_What is required_
Filter out every line below that lacks "nested", and copy the rest.

_Data supplied_
PR #23587, opened 2026-02-26
[CPU] Make pipeline transformation work with single module.

hanhanW:
There are three passes working on variantOp scope, which makes the setup of pipeline tests weird. E.g., currently it requires either two level of nested module or invoking specific passes.

The revision adds an option to skip variantOp scope passes (like distribution and export specialization) and rename it to `LLVMCPULoweringPipeline`, because it is mainly for lowering. It also introduces an option to stop the lowering before LLVM conversion which makes IR checks much easier, which also aligns with the result of current specific pass invocation.

### DIFF
--- a/compiler/src/iree/compiler/Codegen/LLVMCPU/Passes.cpp
+++ b/compiler/src/iree/compiler/Codegen/LLVMCPU/Passes.cpp
@@ -685,62 +685,40 @@ void buildLLVMCPUCodegenConfigurationPassPipelineImpl(
 }
 
 void buildLLVMCPUCodegenConfigurationPassPipeline(
-    OpPassManager &variantPassManager, const CPUCodegenOptions &cpuOpts,
-    bool pipelineOnModule) {
-  if (!pipelineOnModule) {
-    variantPassManager.addPass(createSpecializeExportsPass());
-  }
-  OpPassManager &modulePassManager = pipelineOnModule
-                                         ? variantPassManager
-                                         : variantPassManager.nest<ModuleOp>();
+    OpPassManager &modulePassManager, const CPUCodegenOptions &cpuOpts) {
+  modulePassManager.addPass(createSpecializeExportsPass());
   buildLLVMCPUCodegenConfigurationPassPipelineImpl(modulePassManager, cpuOpts);
 }
 
-void buildLLVMCPUCodegenPassPipeline(OpPassManager &variantPassManager,
+void buildLLVMCPUCodegenPassPipeline(OpPassManager &modulePassManager,
                                      const CPUCodegenOptions &cpuOpts,
                                      bool enableAArch64SME,
-                                     bool pipelineOnModule,
                                      bool includeLLVMLowering) {
-  {
-    OpPassManager &passManager = pipelineOnModule
-                                     ? variantPassManager
-                                     : variantPassManager.nest<ModuleOp>();
-    passManager.addPass(createLowerExecutableUsingTransformDialectPass());
-    FunctionLikeNest(passManager)
-        .addPass([&]() {
-          return createLLVMCPULowerExecutableTargetPass(
-              LLVMCPULowerExecutableTargetPassOptions{cpuOpts});
-        })
-        .addPredicatedPass(includeLLVMLowering,
-                           createVerifyWorkgroupDistributionPass);
-    if (clPatchFuncOps) {
-      passManager.addPass(createPatchFuncOpsPass());
-    }
+  modulePassManager.addPass(createLowerExecutableUsingTransformDialectPass());
+  FunctionLikeNest(modulePassManager)
+      .addPass([&]() {
+        return createLLVMCPULowerExecutableTargetPass(
+            LLVMCPULowerExecutableTargetPassOptions{cpuOpts});
+      })
+      .addPredicatedPass(includeLLVMLowering,
+                         createVerifyWorkgroupDistributionPass);
+  if (clPatchFuncOps) {
+    modulePassManager.addPass(createPatchFuncOpsPass());
   }
 
   if (!includeLLVMLowering) {
     return;
   }
 
-  // Variant-level passes that require ExecutableVariantOp context. Skipped in
-  // pipelineOnModule mode (no exports to reconcile or resolve).
-  if (!pipelineOnModule) {
-    variantPassManager.addPass(createReconcileTranslationInfoPass());
-    variantPassManager.addPass(createResolveWorkgroupCountHintsPass());
-  }
-  variantPassManager.addPass(createIREECodegenLowerAffinePass());
-  variantPassManager.addPass(IREE::Util::createDropCompilerHintsPass());
+  modulePassManager.addPass(createReconcileTranslationInfoPass());
+  modulePassManager.addPass(createResolveWorkgroupCountHintsPass());
+  modulePassManager.addPass(createIREECodegenLowerAffinePass());
+  modulePassManager.addPass(IREE::Util::createDropCompilerHintsPass());
 
-  // Run conversion to LLVM at `ModuleOp` granularity.
-  {
-    OpPassManager &passManager = pipelineOnModule
-                                     ? variantPassManager
-                                     : variantPassManager.nest<ModuleOp>();
-    addLowerToLLVMPasses(passManager, enableAArch64SME, cpuOpts);
-  }
+  addLowerToLLVMPasses(modulePassManager, enableAArch64SME, cpuOpts);
   LLVM_DEBUG({
     llvm::dbgs() << "LLVMCPU codegen pass pipeline:\n";
-    variantPassManager.printAsTextualPipeline(llvm::dbgs());
+    modulePassManager.printAsTextualPipeline(llvm::dbgs());
     llvm::dbgs() << "\n";
   });
 }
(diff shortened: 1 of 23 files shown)


hanhanW:
@qedawkins I think you were going to improve the transformation pipeline, so I want to ask you for review. You also have context about how we set up distribution including `ReconcileTranslationInfoPass`, so I think it is better to have your eyes on it.

compiler/src/iree/compiler/Codegen/LLVMCPU/Passes.cpp
```diff
@@ -685,38 +685,58 @@ void buildLLVMCPUCodegenConfigurationPassPipelineImpl(
...
+  }
+
+  // Variant-level passes that require ExecutableVariantOp context. Skipped in
+  // pipelineOnModule mode (no exports to reconcile or resolve).
+  if (!pipelineOnModule) {
+    variantPassManager.addPass(createReconcileTranslationInfoPass());
+    variantPassManager.addPass(createResolveWorkgroupCountHintsPass());
+  }
   variantPassManager.addPass(createIREECodegenLowerAffinePass());
   variantPassManager.addPass(IREE::Util::createDropCompilerHintsPass());
```
qedawkins: These are still running on `variantPassManager`, shouldn't they be on `passManager`?

qedawkins (commented):
To me nest switches like this are a sign the pipeline is spanning too many stages. Instead it would make more sense to me to add a dedicated `LowerToLLVM` pass pipeline and a dedicated pass pipeline for the pre-variant steps. Then the current one stays as is.

In general I'd like us to trend towards more "logically distinct" stages in codegen that allows injecting partially lowered IR.

I won't block this as an intermediate step though.

hanhanW:
> To me nest switches like this are a sign the pipeline is spanning too many stages. Instead it would make more sense to me to add a dedicated `LowerToLLVM` pass pipeline and a dedicated pass pipeline for the pre-variant steps. Then the current one stays as is.
> 
> In general I'd like us to trend towards more "logically distinct" stages in codegen that allows injecting partially lowered IR.
> 
> I won't block this as an intermediate step though.

I have a question about why don't we run `createReconcileTranslationInfoPass` and `createResolveWorkgroupCountHintsPass` right after distribution. IIUC, we have enough information to lower ops within export op right after distribution. We can make it the nested structure easier if we move them earilier.

The other approach is forcing the passes work on ModuleOp instead of VariantOp and seek for the export op from parant if exists. This will update the tablegen, though. But it looks cleaner to me.

I'm feeling that they are mostly because of legac. If people who have fresh context agree with that, I'm happy to give the approach a shot.

The current nested structure is

```
  buildLLVMCPUCodegenConfigurationPassPipeline:

  Operates on variantPassManager (HAL ExecutableVariantOp level):

  variantPassManager                              // ExecutableVariantOp
  ├── createSpecializeExportsPass()
  └── nest<ModuleOp>  →  modulePassManager        // ModuleOp
      ├── FunctionLikeNest {
      │   └── addCommonTargetExecutablePreprocessingPasses(...)
      │ }
      ├── createMaterializeTuningSpecsPass(...)
      ├── createMaterializeUserConfigsPass()
      ├── FunctionLikeNest {
      │   ├── createMaterializeDeviceEncodingPass
      │   ├── createCPUPropagateDataLayoutPass
      │   ├── createRematerializeParallelOpsPass
      │   ├── createExpandF16OpToF32Pass
      │   ├── createConvertAccGEMMToGEMMPass
      │   └── createEraseHALDescriptorTypeFromMemRefPass
      │ }
      └── createLLVMCPUSelectLoweringStrategyPass()

  buildLLVMCPUCodegenPassPipeline                                                                                                           07:14:11 [46/88]

  Operates on variantPassManager (HAL ExecutableVariantOp level):

  variantPassManager                              // ExecutableVariantOp
  ├── nest<ModuleOp>  →  modulePassManager        // ModuleOp
  │   ├── createLowerExecutableUsingTransformDialectPass()
  │   ├── FunctionLikeNest {
  │   │   ├── createLLVMCPULowerExecutableTargetPass(...)
  │   │   └── createVerifyWorkgroupDistributionPass
  │   │ }
  │   └── [if clPatchFuncOps] createPatchFuncOpsPass()
  │
  ├── createReconcileTranslationInfoPass()        // back at variant level
  ├── createResolveWorkgroupCountHintsPass()
  ├── createIREECodegenLowerAffinePass()
  ├── IREE::Util::createDropCompilerHintsPass()
  │
  └── nest<ModuleOp>  →  modulePassManager        // ModuleOp (addLowerToLLVMPasses)
      ├── FunctionLikeNest { createEraseHALDescriptorTypeFromMemRefPass }
      ├── createLowerUKernelOpsToCallsPass()
      ├── FunctionLikeNest {
      │   ├── LinalgExt::createLinalgExtToLoopsPass
      │   ├── createMemrefCopyToLinalgPass
      │   ├── [predicated] createLLVMCPUEmitVectorizationRemarksPass
      │   ├── createConvertLinalgToLoopsPass
      │   ├── createConvertBf16ArithToF32Pass
      │   ├── createConvertUnsupportedFloatToIntBuffersPass(bf16 only)
      │   ├── createCanonicalizerPass
      │   └── createCSEPass
      │ }
      ├── createIREEBufferizeConstantsPass()
  ...
```

The issue is that the two passes are making it harder.

hanhanW:
> The issue is that the two passes are making it harder.

The pass order does not matter if we look for parent module.

qedawkins:
> The other approach is forcing the passes work on ModuleOp instead of VariantOp and seek for the export op from parant if exists. This will update the tablegen, though. But it looks cleaner to me.

Ok I thought about it a bit more and this is probably a good direction. Ultimately what we probably want is rather than reaching directly up and changing the export op, ReconcileTranslationInfo should be doing nothing more than populating a function that hints a different pass that's responsible for populating the workgroup count region. So something like
```
hal.executable.export @foo(%device, %workload) {
  // placeholder op for the workgroup count
}
module {
  func.func @foo() {
    %0 = hal.interface.id
    ...
  }
  iree_codegen.workgroup_count @foo {
    // workgroup count computation for function foo
  }
}
```

Then in codegen all passes are relegated to module or function scopes. There's no reaching up, instead we're just populating functions that are being implicitly called by the export region. Separate from lowering of the module itself, we have another pass that extracts the `iree_codegen.workgroup_count` function and uses it to populate the workgroup count region. The reason I think we want to do it this way is because once we start actually setting the workgroup count based on device queries it helps separate the stuff we can compute on device (*what* the problem shape is) from stuff we can only know on the host (things like GPU mode or CU count or something).

> I have a question about why don't we run createReconcileTranslationInfoPass and createResolveWorkgroupCountHintsPass right after distribution.

So actually I'm thinking the opposite. They should run after LLVM conversion if they can as the absolute last step (but before serialization/linking). The reason they can't right now is because the workgroup count computation is inline with the rest of the function.

hanhanW:
> > I have a question about why don't we run createReconcileTranslationInfoPass and createResolveWorkgroupCountHintsPass right after distribution.
> 
> So actually I'm thinking the opposite. They should run after LLVM conversion if they can as the absolute last step (but before serialization/linking). The reason they can't right now is because the workgroup count computation is inline with the rest of the function.

Why do we want to run them after LLVM conversion? One of an issue that I hit yesterday is about VMVX + data-tiling: https://github.com/iree-org/iree/issues/23588, although this path is not as active as others and we may need to revisit it.

> With data tiling, encoding dispatches contain linalg.pack ops whose outer dimensions depend on iree_codegen.query_tile_sizes (a Pure op that queries VMVX runtime tile sizes). When forall-based distribution tiles the pack, the scf.forall upper bounds carry this dependency.
>
> ReconcileTranslationInfoPass creates a workgroup_count_hint from the forall's upper bounds. ResolveWorkgroupCountHintsPass then tries to trace the hint back to workload ordinals, but the backward slice hits call @vmvx.query_tile_sizes.2d (the lowered form of iree_codegen.query_tile_sizes) and rejects it because func.call is not memory-effect-free (ResolveWorkgroupCountHints.cpp:158).
>
> The core issue is that iree_codegen.query_tile_sizes is Pure, but by the time ResolveWorkgroupCountHintsPass runs, it has already been lowered to a func.call by LowerUKernelOpsToCallsPass, losing the purity information.

Honestly, I don't follow why we have multiple passes and run some in later stage, but can't do it within a single distribution pass. Why do we split the passes?

hanhanW:
> > > I have a question about why don't we run createReconcileTranslationInfoPass and createResolveWorkgroupCountHintsPass right after distribution.
> > 
> > 
> > So actually I'm thinking the opposite. They should run after LLVM conversion if they can as the absolute last step (but before serialization/linking). The reason they can't right now is because the workgroup count computation is inline with the rest of the function.
> 
> Why do we want to run them after LLVM conversion? One of an issue that I hit yesterday is about VMVX + data-tiling: #23588, although this path is not as active as others and we may need to revisit it.
> 
> > With data tiling, encoding dispatches contain linalg.pack ops whose outer dimensions depend on iree_codegen.query_tile_sizes (a Pure op that queries VMVX runtime tile sizes). When forall-based distribution tiles the pack, the scf.forall upper bounds carry this dependency.
> > ReconcileTranslationInfoPass creates a workgroup_count_hint from the forall's upper bounds. ResolveWorkgroupCountHintsPass then tries to trace the hint back to workload ordinals, but the backward slice hits call @vmvx.query_tile_sizes.2d (the lowered form of iree_codegen.query_tile_sizes) and rejects it because func.call is not memory-effect-free (ResolveWorkgroupCountHints.cpp:158).
> > The core issue is that iree_codegen.query_tile_sizes is Pure, but by the time ResolveWorkgroupCountHintsPass runs, it has already been lowered to a func.call by LowerUKernelOpsToCallsPass, losing the purity information.
> 
> Honestly, I don't follow why we have multiple passes and run some in later stage, but can't do it within a single distribution pass. Why do we split the passes?

I think I need to study the passes more, I'll come back later.

qedawkins:
> Why do we want to run them after LLVM conversion? One of an issue that I hit yesterday is about VMVX + data-tiling: https://github.com/iree-org/iree/issues/23588, although this path is not as active as others and we may need to revisit it.

This might be an issue with the `query_tile_sizes` op rather than the pass ordering, but I'm unfamiliar with the VMVX + data-tiling path.

> Why do we want to run them after LLVM conversion? One of an issue that I hit yesterday is about VMVX + data-tiling: https://github.com/iree-org/iree/issues/23588, although this path is not as active as others and we may need to revisit it.

I'm thinking less about when the LLVM conversion happens and more about separating concerns. The point at which we introduce the hints and setup `scf.forall` ops we're local to an individual function. There may be other functions being translated in parallel and maybe have not yet had the hints set, and those functions could themselves be called from a shared entry point, which means we can't set the workgroup count immediately after tiling. What we can do though is separate the computation related to workgroup count, creating a distinct boundary between the IR that needs to go to the dispatch and the IR that runs on the workgroup. This distinction is important because certain values are only available on the host and certain values are only available on the device. Today the only reason we have to run LLVM conversion after ReconcileTranslationInfo is because the split doesn't happen until then and we can't do the split after converting to LLVM. So my reasoning then is that if TileAndDistributeToWorkgroups + other passes properly did the split in advance, ReconcileTranslationInfo could happen whenever and the problem of setting workgroup counts becomes self contained and easy to extend (adding in device queries, setting it based on available parallelism, etc.).

At least that's my view on it :P
The pass structure could use some love for sure so I really appreciate you looking at it.

hanhanW:
Starting an RFC here: https://github.com/iree-org/iree/discussions/23642

hanhanW:
https://github.com/iree-org/iree/pull/23953 is the outcome, which looks better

_Response to this task_
There are three passes working on variantOp scope, which makes the setup of pipeline tests weird. E.g., currently it requires either two level of nested module or invoking specific passes.
I have a question about why don't we run `createReconcileTranslationInfoPass` and `createResolveWorkgroupCountHintsPass` right after distribution. IIUC, we have enough information to lower ops within export op right after distribution. We can make it the nested structure easier if we move them earilier.
The current nested structure is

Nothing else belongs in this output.